## TASK PROMPT
Check each line below for the word "good", and copy those that have it.
* * *
PR #3713, opened 2024-12-01
Rely on cxx to enforce matching versions

dtolnay:
Since 1.0.133, the cxxbridge-cmd version in a Cargo.lock will stay in sync with cxx automatically (https://github.com/GothenburgBitFactory/taskwarrior/pull/3712#pullrequestreview-2471488084).


djmitche:
I guess I should have read all of my notifications before pushing #3714!

djmitche (approved):
#3714 is basically the same thing, which pretty much implies 'approved' :)

PR #3719, opened 2024-12-07
Add instructions for running against customized TaskChampion

djmitche:
This is often useful when doing work that includes changes in both TC and TW.


felixschurk (approved):
Nice, thanks! :)

PR #3724, opened 2024-12-15
Support importing Taskwarrior v2.x data files

### LINKED ISSUE #3720: Support automatically importing 2.x tasks
When a user upgrades from 2.x to 3.x, they are presented with:
```
$ task
Found existing '*.data' files in /home/$USER/.task
  Taskwarrior's storage format changed in 3.0, requiring a manual migration.
  See https://github.com/GothenburgBitFactory/taskwarrior/releases.
No matches.
```

A better link would be https://taskwarrior.org/docs/upgrade-3/, but that's not the point. These instructions require re-installing 2.x, running `task export`, then running `task import` with 3.x. That's pretty annoying!

We could potentially bring back the TF2 support (TF2 is the text-based task format) just for the purpose of importing. Then users could run something like `task import-task2` to import those tasks automatically.

djmitche:
This should ease the pain of upgrading from v2.x to v3.x.

The TF2.{h,cpp} are copied from 2.6.2's `TDB2.{h,cpp}`, slimmed down to support only the most recent file format (which I believe was introduced somewhere in the 2.5.x series?) and only reading, not writing.

Once this lands, I'll update the importing instructions in tw.org.

Fixes #3720.

### DIFF
--- a/doc/man/task.1.in
+++ b/doc/man/task.1.in
@@ -415,6 +415,11 @@ few example scripts, such as:
 .fi
 
 .TP
+.B task import-v2
+Imports tasks from the Taskwarrior v2.x format. This is used when upgrading from
+version 2.x to version 3.x.
+
+.TP
 .B task log <mods>
 Adds a new task that is already completed, to the task list. It is affected by
 the currently set context.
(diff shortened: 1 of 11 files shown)


felixschurk (approved):
Looks good so far. 

Where there any unit test for this format? I skimmed the repo and did not find any. If there are none I think we are good to go, otherwise we can also add them back again.

djmitche:
Yeah, I don't see any tests from the old version, but it's easy enough to add one.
* * *
## OUTPUT FOR THIS EXERCISE
Looks good so far. 
Where there any unit test for this format? I skimmed the repo and did not find any. If there are none I think we are good to go, otherwise we can also add them back again.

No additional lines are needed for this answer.